AMENDMENT NUMBER ONE
AMENDMENT
NUMBER ONE
TO
THIS
AMENDMENT NUMBER ONE to the Administration Agreement (this “Amendment”)
is entered into as of the 26th day of June, 2008 (“Amendment
Effective Date”) by and between The Community Reinvestment Act Qualified
Investment Fund, a Delaware business trust (the “Trust”),
and SEI Investments Global Funds Services (the “Administrator”),
a Delaware statutory trust.
WHEREAS,
the Trust and the Administrator entered into an Administration Agreement dated
as of the 22nd day of December, 2006 pursuant to which the Administrator agreed
to provide certain administrative and accounting services to the Portfolios (the
“Agreement”);
and
WHEREAS,
the Trust and the Administrator desire to amend the Agreement as provided
herein.
NOW
THEREFORE, in consideration of the premises, covenants, representations
and warranties contained herein, and intending to be legally bound hereby, the
parties hereto agree as follows:
1)
|
Defined
Terms.
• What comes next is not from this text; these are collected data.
Issue #2411, opened 2021-03-04
Update legacy api endpoint to round trip and provide xml schema validation for mods data


aaron-collier:
Whenever a user is providing or updating mods, we will check that the roundtripped mods matches, if different the user will be informed and possibly prevented from submitting it.

Under a feature flag, When in the UI: raise an error so that data is not submitted to avoid complicated remediation workflows.

How/Where can we introduce MODS validation? (mods validation service)?

PR #2504, opened 2021-03-12
Adds MODS validation to legacy metadata endpoint.

justinlittman:
refs #2411

## Why was this change made?
Keep out bad data.

Unit

openapi


justinlittman:
See https://github.com/sul-dlss/argo/pull/2480 for the Argo side.

jcoyne (approved):

PR #2507, opened 2021-03-15
Adds script for roundtripping full cocina objects.

justinlittman:
## Why was this change made?
So we can find mapping errors before our users do.

Local

README

### DIFF
--- a/Gemfile
+++ b/Gemfile
@@ -9,7 +9,9 @@ gem 'rails', '~> 5.2.0'
 gem 'puma', '~> 3.12'
 
 group :development do
+  gem 'dor-services-client' # used by bin/validate-cocina-roundtrip
   gem 'listen', '~> 3.0.5'
+  gem 'rubyzip', '>= 1.0.0'
   # Spring speeds up development by keeping your application running in the background. Read more: https://github.com/rails/spring
   gem 'spring'
   gem 'spring-watcher-listen', '~> 2.0.0'
--- a/app/services/cocina/object_updater.rb
+++ b/app/services/cocina/object_updater.rb
@@ -9,20 +9,25 @@ module Cocina
     # @param [ActiveFedora::Base] item the object to update
     # @param [Cocina::Models::RequestDRO,Cocina::Models::RequestCollection,Cocina::Models::RequestAdminPolicy] obj the cocina model provided by the client
     # @param [#create] event_factory creates events
-    def self.run(item, obj, event_factory: EventFactory)
-      new(item, obj).run(event_factory: event_factory)
+    # @param [boolean] trial do not persist or event; run all mappings regardless of changes
+    # @param [Cocina::FromFedora::DataErrorNotifier] notifier
+    def self.run(item, obj, event_factory: EventFactory, trial: false, notifier: nil)
+      new(item, obj, trial: trial).run(event_factory: event_factory, notifier: notifier)
     end
 
-    def initialize(item, obj)
+    def initialize(item, obj, trial: false)
       @params = params
       @obj = obj
       @item = item
-      @orig_obj = Mapper.build(item)
+      @trial = trial
     end
 
-    def run(event_factory:)
+    # rubocop:disable Metrics/AbcSize
+    def run(event_factory:, notifier: nil)
+      @orig_obj = Mapper.build(item, notifier: notifier)
+
       # Validate will raise an error if not valid.
-      validate
+      validate unless trial
 
       case obj
       when Cocina::Models::AdminPolicy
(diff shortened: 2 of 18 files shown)


bin/validate-cocina-roundtrip
```diff
@@ -25,151 +26,147 @@ parser.parse!(into: options)
...
+
+# Monkeypatch to retrieve tags using dor-services-client.
+class AdministrativeTags
+  def self.project(pid:)
+    [Dor::Services::Client.object(pid)
+                          .administrative_tags
+                          .list
+                          .find { |tag| tag.start_with?('Project :') }
+                          .split(' : ', 2)
+                          .last]
```
mjgiarlo, line 74: Can you replace this code with:

```ruby
AdministrativeTags.for(pid: pid)
```

Since that DSC call ultimately is an HTTP wrapper around a service object call that already lives in this codebase? If so, we can get around having to add DSC as a dependency of DSA.

bin/validate-cocina-roundtrip
```diff
@@ -25,151 +26,147 @@ parser.parse!(into: options)
...
+  end
 
-  result.failure? ? result.failure : 'Valid MODS'
+  def self.content_type(pid:)
+    [Dor::Services::Client.object(pid)
+                          .administrative_tags
+                          .list
```
mjgiarlo, line 80: Same as above.

bin/validate-cocina-roundtrip
justinlittman: The reason for this whole admin tags kludge is because this isn't run on the dor-services-app server. It may be run locally or on sdr-deploy.

mjgiarlo: @justinlittman OK, now I get it.

app/services/cocina/object_updater.rb
```diff
@@ -9,20 +9,25 @@ class NotImplemented < StandardError; end
...
-    def self.run(item, obj, event_factory: EventFactory)
-      new(item, obj).run(event_factory: event_factory)
+    # @param [boolean] trial do not persist or event; run all mappings regardless of changes
+    # @param [Cocina::FromFedora::DataErrorNotifier] notifier
+    def self.run(item, obj, event_factory: EventFactory, trial: false, notifier: nil)
+      new(item, obj, trial: trial).run(event_factory: event_factory, notifier: notifier)
     end
 
-    def initialize(item, obj)
+    def initialize(item, obj, trial: false)
```
justinlittman, line 18: The crux of this change is adding the `trial` flag.

justinlittman:
I don't understand why code climate is so unhappy. The only red bars are in code that is supposed to be excluded from code climate.

Gemfile
```diff
@@ -38,6 +38,7 @@ gem 'pg'
 gem 'progressbar' # for the cleaner rake task
 gem 'retries' # for ReleaseTags::PurlClient and Goobi
 gem 'ruby-cache', '~> 0.3.0'
+gem 'rubyzip', '>= 1.0.0'
```
mjgiarlo, line 41: OK, I now get that we need these dependencies to run the scripts on our laptops (or sdr-deploy or anywhere). Does that mean we can safely move the two new deps to the `:development` bundler group to keep them out of deployed instances? That's my only request/question, and then I'm happy to :white_check_mark:

mjgiarlo:
@justinlittman :speech_balloon: 
> I don't understand why code climate is so unhappy. The only red bars are in code that is supposed to be excluded from code climate.

It seems really unhappy about the FedoraCache object, which is only used by our migration/roundtripping scripts, right? I think we can ignore CodeClimate in terms of judging this PR if so. :man_shrugging:

justinlittman:
@mjgiarlo code climate is configured to ignore `lib/` so I wish it would keep its opinion to itself.

image

Gemfile
justinlittman: Thanks for the suggestion. Fixed.

Gemfile
```diff
@@ -52,6 +52,11 @@ gem 'marc'
 gem 'moab-versioning', '~> 4.0', require: 'moab/stanford'
 gem 'preservation-client', '>= 3.0' # 3.x or greater is needed for token auth
 
+group :development do
+  gem 'dor-services-client' # used by bin/validate-cocina-roundtrip
+  gem 'rubyzip', '>= 1.0.0'
```
mjgiarlo, line 57: Could you shift these into the other development group up around lines 11-16? Approving pending consideration!

mjgiarlo (approved):

mjgiarlo:
> @mjgiarlo code climate is configured to ignore `lib/` so I wish it would keep its opinion to itself.
> 
> image

I can only conclude from this that CodeClimate may not be applying exclude patterns to coverage (only applying to maintainability analysis?). I have no idea. But I'm happy to disregard it when it's being unreasonable.

Gemfile
justinlittman: Thanks for the catch.

mjgiarlo (approved):

PR #2514, opened 2021-03-16
Eventual unique identifiers for files and file sets.

### LINKED ISSUE #2513: New strategy for ids for files and file sets
Our approach to assigned identifiers for files and file sets is inconsistent. In addition, there the id for file is not stored in Fedora. The goal is to allow files and file identifiers to be individually addressable, which requires a unique identifier.

Content metadata generator does not preserve existing fileset ids https://github.com/sul-dlss/dor-services-app/blob/main/app/services/cocina/to_fedora/content_metadata_generator.rb#L97

whereas `FromFedora::FileSets` does: https://github.com/sul-dlss/dor-services-app/blob/main/app/services/cocina/from_fedora/file_sets.rb#L13

justinlittman:
closes #2513

## Why was this change made?
Allow for unique and addressable identifiers for files and filesets.

Unit

NA

### DIFF
--- a/app/services/cocina/id_generator.rb
+++ b/app/services/cocina/id_generator.rb
@@ -1,0 +1,33 @@
+# frozen_string_literal: true
+
+module Cocina
+  # Generates identifiers for use within Cocina model.
+  class IdGenerator
+    ID_NAMESPACE = 'http://cocina.sul.stanford.edu/'
+
+    def self.generate_fileset_id
+      generate_id('fileSet')
+    end
+
+    def self.generate_or_existing_fileset_id(existing_id)
+      cocina_id?(existing_id) ? existing_id : generate_fileset_id
+    end
+
+    def self.generate_file_id
+      generate_id('file')
+    end
+
+    def self.generate_or_existing_file_id(existing_id)
+      cocina_id?(existing_id) ? existing_id : generate_file_id
+    end
+
+    def self.cocina_id?(id)
+      id.present? && id.start_with?(ID_NAMESPACE)
+    end
+
+    def self.generate_id(type)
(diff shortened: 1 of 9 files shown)


app/services/cocina/id_generator.rb
```diff
@@ -0,0 +1,33 @@
...
+  # Generates identifiers for use within Cocina model.
+  class IdGenerator
+    ID_NAMESPACE = 'http://cocina.sul.stanford.edu/'
+
+    def self.generate_fileset_id
+      generate_id('fileSet')
+    end
+
+    def self.generate_or_existing_fileset_id(existing_id)
+      cocina_id?(existing_id) ? existing_id : generate_id('fileSet')
```
jcoyne, line 13: can this have `generate_id('fileSet')` as the last term?

app/services/cocina/id_generator.rb
```diff
@@ -0,0 +1,33 @@
...
+    end
+
+    def self.generate_file_id
+      generate_id('file')
+    end
+
+    def self.generate_or_existing_file_id(existing_id)
+      cocina_id?(existing_id) ? existing_id : generate_id('file')
```
jcoyne, line 21: can this have `generate_file_id` as the last term?

jcoyne (changes requested):

app/services/cocina/id_generator.rb
justinlittman: Good idea. Fixed.

app/services/cocina/id_generator.rb
justinlittman: Good idea. Fixed.

jcoyne (approved):

PR #2525, opened 2021-03-17
Create an endpoint for applying admin policy defaults

jcoyne:
## Why was this change made?
This will be used so that we can decouple Argo from Fedora.

### DIFF
--- a/openapi.yml
+++ b/openapi.yml
@@ -540,6 +540,27 @@ paths:
               properties:
                 administrative_tag:
                   $ref: '#/components/schemas/AdministrativeTag'
+  '/v1/objects/{id}/apply_admin_policy_defaults':
+    post:
+      tags:
+        - objects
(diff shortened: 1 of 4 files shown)


openapi.yml
```diff
@@ -540,6 +540,27 @@ paths:
               properties:
                 administrative_tag:
                   $ref: '#/components/schemas/AdministrativeTag'
+  '/v1/objects/{id}/apply_admin_policy_defaults':
+    post:
+      tags:
+        - objects
+      summary: Applies the default values (copyright, use_statement, rights) from the admin policy
+      description: ''
```
justinlittman, line 548: Cruft?

justinlittman (approved):

openapi.yml
jcoyne: Not really.  The description is valid and we're just being explicit that the description is empty.  This is used elsewhere in the file too.

PR #2536, opened 2021-03-17
Create an API endpoint that returns the version log

jcoyne:
## Why was this change made?

To decouple Argo from Fedora 3 and to create APIs.


mjgiarlo (changes requested):
Should we add a new request spec for the new controller action?

jcoyne:
Sorry. I thought I did. I just didn't add it to the commit.

mjgiarlo (approved):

Except
as specifically set forth herein, defined terms used herein shall have
their respective meanings as set forth in the
Agreement.
|
2)
|
Section
5.09. A
new Section 5.09 is hereby added to the Agreement as
follows:
|
|
5.09
|
The
Administrator may, from time to time, provide to the Trust services and
products (“Special
Third Party Services”) from external third party sources that are
Pricing Sources or data feed providers (“Special
Third Party Vendors”). The Trust acknowledges and agrees
that the Special Third Party Services are confidential and proprietary
trade secrets of the Special Third Party Vendors. Accordingly,
the Trust shall honor requests by the Administrator and the Special Third
Party Vendors to protect their proprietary rights in their data,
information and property including requests that the Trust place copyright
notices or other proprietary legends on printed matter, print outs, tapes,
disks, film or any other medium of dissemination. The Trust
further acknowledges and agrees that all Special Third Party Services are
provided on an “AS IS WITH ALL FAULTS” basis solely for each Portfolio’s
internal use in connection with the receipt of the Special Third Party
Services. The Trust may use Special Third Party Services as
normally required on view-only screens and hard copy statements, reports
and other documents necessary to support the Portfolios’ investors,
however the Trust shall not distribute any Special Third Party Services to
other third parties. THE SPECIAL THIRD PARTY VENDORS AND THE
ADMINISTRATOR MAKE NO WARRANTIES, EXPRESS OR IMPLIED, AS TO
MERCHANTABILITY, FITNESS FOR A PARTICULAR USE, OR ANY OTHER MATTER WITH
RESPECT TO ANY OF THE SPECIAL THIRD PARTY SERVICES. NEITHER THE
ADMINISTRATOR NOR THE SPECIAL THIRD PARTY VENDORS SHALL BE LIABLE FOR ANY
DAMAGES SUFFERED BY THE TRUST IN THE USE OF ANY OF THE SPECIAL THIRD PARTY
SERVICES, INCLUDING, WITHOUT LIMITATION, LIABILITY FOR ANY INCIDENTAL,
CONSEQUENTIAL OR SIMILAR DAMAGES.
|
3)
|
Section
9.01. Section 9.01 of the Agreement is hereby deleted
and replaced in its entirety as set forth
below:
|
|
9.01
|
Term
and Renewal. This Agreement shall become effective as of the
Effective Date and shall remain in full force and effect until December
31, 2011 (the “Initial Term”), and thereafter shall automatically
renew for successive one year terms (each such period, a “Renewal Term”)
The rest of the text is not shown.